Question en litige no 1 : Peut-on soutenir que la division générale n’a pas observé un principe de justice naturelle en omettant de tenir compte de l’impact de sa décision sur la prestataire?

Question en litige no 2 : Peut-on soutenir que la division générale a fondé sa décision sur une conclusion de fait erronée tirée sans tenir compte des éléments portés à sa connaissance lorsqu’elle a décidé que la période de prestations du prestataire devrait être annulée?

Analyse

[6] Au titre de l’article 58(1) de la Loi sur le ministère de l’Emploi et du Développement social (Loi sur le MEDS), les seuls moyens d’appel sont les suivants :

  1. a) la division générale n'a pas observé un principe de justice naturelle ou a autrement excédé ou refusé d'exercer sa compétence;
  2. b) elle a rendu une décision entachée d'une erreur de droit, que l'erreur ressorte ou non à la lecture du dossier;
  3. c) elle a fondé sa décision sur une conclusion de fait erronée, tirée de façon abusive ou arbitraire ou sans tenir compte des éléments portés à sa connaissance.

[7] Avant d’accorder la permission d’en appeler, je dois être convaincue que les motifs d’appel correspondent aux moyens d’appel prévus à l’article 58(1) de la Loi sur le MEDS et que l’appel a une chance raisonnable de succès. Il s’agit d’un critère relativement peu exigeant. Les prestataires n’ont pas à prouver leurs arguments; ils doivent simplement établir que l’appel a une chance raisonnable de succès sur la base d’une erreur susceptible de révision.
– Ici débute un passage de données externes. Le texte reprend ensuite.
PR #4378, opened 2023-05-12
[Merged by Bors] - tortoise: assign hare and opinion fields

dshulyak:
this doesn't fix any bugs, i just messed up with cherry picks a bit and left those fields unassigned. they are logged in mesh with "consensus results" message and may confuse people, when they see them empty


countvonzero (approved):

dshulyak:
bors merge

PR #4380, opened 2023-05-12
[Merged by Bors] - Bundle profiler tool

### LINKED ISSUE #4349: Pack post-rs/profiler tool next to the go-spacemesh binaries
## Description
Smapp requires the `profiler` tool from https://github.com/spacemeshos/post-rs
The easiest proper way is to pack it all together as a part of CI.
We need to tweak GHA workflows.

brusherru:
## Motivation
It closes #4349
Part of https://github.com/spacemeshos/smapp/pull/1242
Actually, we don't need it bundled in the same archive with go-spacemesh, but it seems to me as the easiest way to keep the profiler up to date with post-rs library used in the go-spacemesh.

**❗ We need to add some valid `POSTRS_SETUP_REV` to this branch before merging. ❗** 

## Changes
- Added `make get-profiler`
- It will download the profiler and unzip it into the `build` directory
- Then it will be packed in the same archive

## Test Plan
To test these changes I've pushed also `test-4380-profiler-tool` branch and pushed the tag `v0.3.2-beta.1`
It contains valid `POSTRS_SETUP_REV` (to the one with the profiler tool).

## DevOps Notes
- [ ] This PR does not rely on a new version of external services.
        It relies on `post-rs`.


pigmej (approved):

Makefile-libs.Inc
```diff
@@ -52,9 +52,14 @@ endif
 POSTRS_SETUP_REV = 0.1.12
```
countvonzero: 0.1.13?

Makefile-libs.Inc
```diff
@@ -71,7 +76,12 @@ $(BINDIR_POSTRS_SETUP_LIBS): $(PROJ_DIR)$(POSTRS_SETUP_ZIP)
 $(PROJ_DIR)$(POSTRS_SETUP_ZIP):
 	curl -L $(POSTRS_SETUP_URL_ZIP) -o $(PROJ_DIR)$(POSTRS_SETUP_ZIP)
 
+$(BIN_DIR)$(POSTRS_PROFILER_BIN):
+	curl -L $(POSTRS_PROFILER_URL) -o $(PROJ_DIR)$(POSTRS_PROFILER_ZIP)
+	unzip -o -j $(PROJ_DIR)$(POSTRS_PROFILER_ZIP) -d $(BIN_DIR)
```
poszu, line 81: I'd suggest renaming it to something like `post_proving_profiler.exe` because just `profiler.exe` is ambiguous (what does it profile?)

poszu (commented):
IMHO, it doesn't belong here because go-spacemesh has no use for it, but I understand we are short on time and need to cut corners.

I think it should be placed in smapp CI. go-spacemesh could somehow expose a version of post-rs it depends on in an easy-to-scrap way. Perhaps a file `post-rs-version.txt` could be put into release artifacts? Then smapp CI could pick this up and fetch the right profiler version. What do you think?

andres-spacemesh:
bors merge

fasmat:
I agree with @poszu. I don't think the profiler belongs into `go-spacemesh`. The node doesn't use this tool.

I think like this should be part of release process / packaging of `smapp`.

pigmej:
Was discussed with Smapp, and it will be decoupled later.

PR #4382, opened 2023-05-13
[Merged by Bors] - Revert "tortoise: use rlock for read-only methods and meter store"

dshulyak:
This reverts commit 9552e34ad00e80afdd8ed3cc2e6ea54a725c8221.

mistakes were made. i forgot that even on read path i added some functions like that, to prevent accidental crashes:

```
func (s *state) epoch(eid types.EpochID) *epochInfo {
	epoch, exist := s.epochs[eid]
	if !exist {
		epochsNumber.Inc()
		epoch = &epochInfo{atxs: map[types.ATXID]atxInfo{}}
		s.epochs[eid] = epoch
	}
	return epoch
}
```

La Cour fédérale a souscrit à cette approche dans Joseph c Canada (Procureur général)Note de bas de page 4.

Question en litige no 1 : Peut-on soutenir que la division générale n’a pas observé un principe de justice naturelle en omettant de tenir compte de l’impact de sa décision sur la prestataire?

[8] La prestataire soutient que la division générale n’a pas observé un principe de justice naturelle parce que sa décision aboutit à un résultat injuste; elle prétend qu’il est injuste de l’obliger à rembourser de l’argent qu’elle n’a jamais reçu. Elle soutient que son frère a présenté une demande frauduleuse de prestations d’assurance-emploi et que lui seul a perçu les prestations. Elle ne veut pas dénoncer son frère à la police, mais coopérera à toute enquête policière. Elle a demandé pourquoi la défenderesse n’avait pas pris de dispositions pour interroger son frère afin de vérifier son récit. Elle souligne que ces procédures ont été très stressantes et douloureuses pour elle et sa famille.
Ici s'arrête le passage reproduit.